Currency Market Analysis
May 26, 2022 | Currency Market Analysis
The greenback hovered near one-month lows after this week’s Federal Reserve minutes struck a less hawkish note. Sterling jumped to three-week highs, while the euro climbed toward one-month peaks. Canada’s dollar was little changed ahead of key data on the country’s consumer. The notes from the Fed’s May meeting struck an overall hawkish tone as “most” officials thought it “would likely be appropriate” to raise rates by a hefty 50 basis points at the next two meetings. The minutes, though, cast some doubt on the rate path later this year as they were consistent with the Fed potentially slowing or pausing rate increases to gauge their impact on the economy. A less hawkish outlook for Fed policy would add to dollar vulnerabilities, given markets have recently anticipated rate hikes at each of the central bank’s remaining meetings this year. U.S. weekly jobless claims are expected to ebb from January highs, while Canadian consumers likely stepped up spending.
The euro stuck near one-month highs against the dollar as market attention remained fixated on the outlook for central bank policy. The euro received a shot in the arm after a host of ECB officials talked up the likelihood of Europe ending negative interest rate policy by September, a sooner timeframe than recently expected. The euro’s revival has gained traction from signs of a resilient German economy which contrasted softer readings from the U.S.

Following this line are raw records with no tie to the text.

PR #146, opened 2020-04-27
EVG-7866 Custom typescript/gql code generation

khelif96:
I'll call out some findings throughout the code.

But some new rules in order to get code generation to work.
- Queries should now be declared with a query name so the code generation knows what to name the corresponding type.
- Each query and mutation should have a unique name.
- Since query analysis for type checking occurs statically we cant place dynamic variables with in query strings we instead have to hard code the variable in the query or pass it in as query variable. (This only happens once in the code base so it shouldn't be an issue.)


codegen.js
```diff
@@ -0,0 +1,22 @@
...
+      },
+    },
+  ],
+  documents: ["./src/**/*.ts"],
+  overwrite: true,
+  generates: {
+    "./src/gql/generated/types.ts": {
+      plugins: ["typescript", "typescript-operations"],
+      config: {
+        skipTypename: true,
```
khelif96, line 17: idk if we want to preserve typenames but it produces much cleaner types by skipping it. But it can be useful to have it if want to perform operations based off the corresponding type  like we do in `src/pages/task/logs/LogTypes.tsx`

config/.cmdrc_sample.json
```diff
@@ -3,7 +3,8 @@
     "REACT_APP_GQL_URL": "http://localhost:9090/graphql/query",
     "REACT_APP_API_URL": "http://localhost:3000/api",
     "REACT_APP_UI_URL": "http://localhost:9090",
-    "REACT_APP_SPRUCE_URL": "http://localhost:3000"
+    "REACT_APP_SPRUCE_URL": "http://localhost:3000",
+    "REACT_APP_GQL_COOKIE": "cookie-from-REACT_APP_GQL_URL"
```
khelif96, line 7: This should be the cookie thats used in requests when communicating with the graphql playground. Im not sure if this is different for everyone in local development and how often it changes if it does.

codegen.js
```diff
@@ -0,0 +1,22 @@
...
+        headers: {
+          cookie: process.env.REACT_APP_GQL_COOKIE,
+        },
+      },
+    },
+  ],
+  documents: ["./src/**/*.ts"],
+  overwrite: true,
+  generates: {
+    "./src/gql/generated/types.ts": {
```
khelif96, line 14: types are saved to `gql/generated/types.ts` if any one has a better name/location for this lmk.

src/gql/queries/get-patch-tasks.ts
```diff
@@ -17,7 +16,7 @@ export const GET_PATCH_TASKS = gql`
   ) {
     patchTasks(
       patchId: $patchId
-      limit: ${PATCH_TASKS_LIMIT}
+      limit: 10
```
khelif96, line 19: Can no longer embed variables in queries dynamically we must either hard code them or pass them in as a query param

src/gql/queries/get-projects.ts
```diff
@@ -1,7 +1,7 @@
 import gql from "graphql-tag";
 
 export const GET_PROJECTS = gql`
-  {
+  query Projects {
```
khelif96, line 4: Every query should have a custom name. Also im not sure if theres a naming convention for queries. There seems to be a mix of both lower cased and uppercased query names.

src/pages/CommitQueue.tsx
```diff
@@ -10,22 +10,22 @@ import { Skeleton } from "antd";
...
+} from "gql/generated/types";
 
 const { gray } = uiColors;
 
 export const CommitQueue = () => {
   const { id } = useParams();
-  const { data, loading, error } = useQuery<CommitQueueQuery>(
-    GET_COMMIT_QUEUE,
-    {
-      variables: { id: id },
```
khelif96, line 26: I swear i updated this in my commitQueue pr but it keeps coming back 👻

src/pages/task/logs/LogTypes.tsx
```diff
@@ -1,26 +1,41 @@
...
+} from "gql/generated/types";
 import { useQuery } from "@apollo/react-hooks";
 import { TaskEventLogLine } from "./logTypes/TaskEventLogLine";
 import { LogMessageLine } from "./logTypes/LogMessageLine";
 import { ApolloError } from "apollo-client";
 import { useParams } from "react-router-dom";
 import get from "lodash/get";
 
+interface TaskEventLogEntryType extends TaskEventLogEntry {
+  kind?: "taskEventLogEntry";
```
khelif96, line 28: This doesn't exist on the official graphql type but it did in our types. enabling the typeName flag would probably be useful here? But im not sure how often we use it. What do you think?

SupaJoon:
@khelif96 What are the steps to run the code generation?

src/gql/generated/types.ts
```diff
@@ -0,0 +1,622 @@
...
+/** All built-in and custom scalars, mapped to their actual values */
+export type Scalars = {
+  ID: string;
+  String: string;
+  Boolean: boolean;
+  Int: number;
+  Float: number;
+  Time: any;
+  Duration: any;
+  StringMap: any;
```
tgrander, line 11: scalars can be mapped to their actual values by mapping them to their respective types in the config file https://graphql-code-generator.com/docs/plugins/typescript#configuration

src/gql/queries/get-patch-tasks.ts
tgrander, line 19: should probably pass limit at a variable to query instead of hardcoding in query

src/gql/queries/get-projects.ts
tgrander: let's use CamelCase

src/gql/queries/get-task-logs.ts
```diff
@@ -1,7 +1,7 @@
 import gql from "graphql-tag";
 
 export const GET_EVENT_LOGS = gql`
-  query taskLogs($id: String!) {
+  query eventLogs($id: String!) {
```
tgrander, line 4: CamelCase?

src/gql/queries/get-task-logs.ts
```diff
@@ -33,7 +33,7 @@ export const GET_TASK_LOGS = gql`
 `;
 
 export const GET_AGENT_LOGS = gql`
-  query taskLogs($id: String!) {
+  query agentLogs($id: String!) {
```
tgrander, line 36: CamelCase?

src/gql/queries/get-task-logs.ts
```diff
@@ -45,7 +45,7 @@ export const GET_AGENT_LOGS = gql`
 `;
 
 export const GET_SYSTEM_LOGS = gql`
-  query taskLogs($id: String!) {
+  query systemLogs($id: String!) {
```
tgrander, line 48: CamelCase?

src/pages/task/logs/LogTypes.tsx
tgrander: @SupaJoon

codegen.js
```diff
@@ -0,0 +1,22 @@
+module.exports = {
+  schema: [
+    {
+      "http://localhost:9090/graphql/query": {
+        headers: {
+          cookie: process.env.REACT_APP_GQL_COOKIE,
```
john-m-liu, line 6: Does graphql-codegen support passing a schema file? Having it hit the introspection endpoint and hacking through auth like this will make it annoying to work with, since you have to have the evergreen server running, and you'll have to update this whenever you do something with your user

src/gql/queries/get-projects.ts
john-m-liu: I don't have an opinion on this, but just double checking - do we want camelCase or TitleCase?

src/gql/queries/get-task-logs.ts
khelif96: Do you mean TitleCase? its already in camelCase.

codegen.js
tgrander: hitting the introspection endpoint is certainly the way to go for this but i understand what john's saying. we could pass it the path to the local schema file in evergreen. or we could not require authentication for gql endpoint if ENV = dev

src/gql/queries/get-task-logs.ts
tgrander: yes TitleCase, thank you :)

codegen.js
tgrander: So the latter idea i gave of disabling auth for dev won't work. what about an auth-less endpoint that only returns the schema?

john-m-liu: What's the advantage of creating an endpoint to return the file if you have the file already?

khelif96: Also im not sure how much of an issue having the evergreen server running would be chances are if you are regenerating the types you are probably already doing development and need the server running anyways.

john-m-liu: The schema file is expected to exist as "sdlschema" in the spruce folder for query linting: https://github.com/evergreen-ci/spruce/commit/bc288b6c33ce4f289d5bb1b9468abe3bb2e8cbb1#diff-04c6e90faac2675aa89e2176d2eec7d8R26

khelif96: The schema file and introspection file aren't the same. `graphql-codegen` supports importing a introspection json file. But i cant find a way to import a plain  `.graphql` schema file.

tgrander: i'm on board with what john's saying. you can put the path to the local schema file as the value to the schema key in the config file. https://graphql-code-generator.com/docs/getting-started/schema-field#graphql-file

khelif96: Sounds good to me. Looks like the file has to be named  with a `.graphql` filename for graphql-codegen to pick it up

Sterling rose to three-week highs against the U.S. dollar on expectations that the UK government would step up support to households to help them better cope with the cost of living crisis. The government is expected to unveil a package of around GBP10 billion to help consumers pay for soaring food and energy prices. Sterling rebounded on hopes that substantial aid from the government would help to reduce the risk of a sharp slowdown in growth.
The Canadian dollar kept below three-week highs after unexpectedly weak data on the nation’s consumer. Retail sales stalled with a zero reading in March which missed forecasts of a 1.4% increase by a country mile. It helped at the margin that February spending got revised higher while Canada’s early estimate for April called for spending to rise by 0.8%. The data still keeps the Bank of Canada on track for a June 1 rate hike to 1.50% from 1% but it does show the highest inflation in decades weighing on the consumer.
The U.S. dollar had little reaction to mixed data as it didn’t alter expectations for Fed rate increases. Weekly jobless claims printed at a low 210,000 in the latest period, the first improvement in four weeks. U.S. first quarter growth was downwardly revised to show that it shrank by 1.5%. This week’s Fed minutes looked past the economy’s weak start to the year, anticipating a solid bounce back in Q2. The jobs data offers a more timely reading on the economy and therefore carries more weight than the growth report, a good thing for the dollar.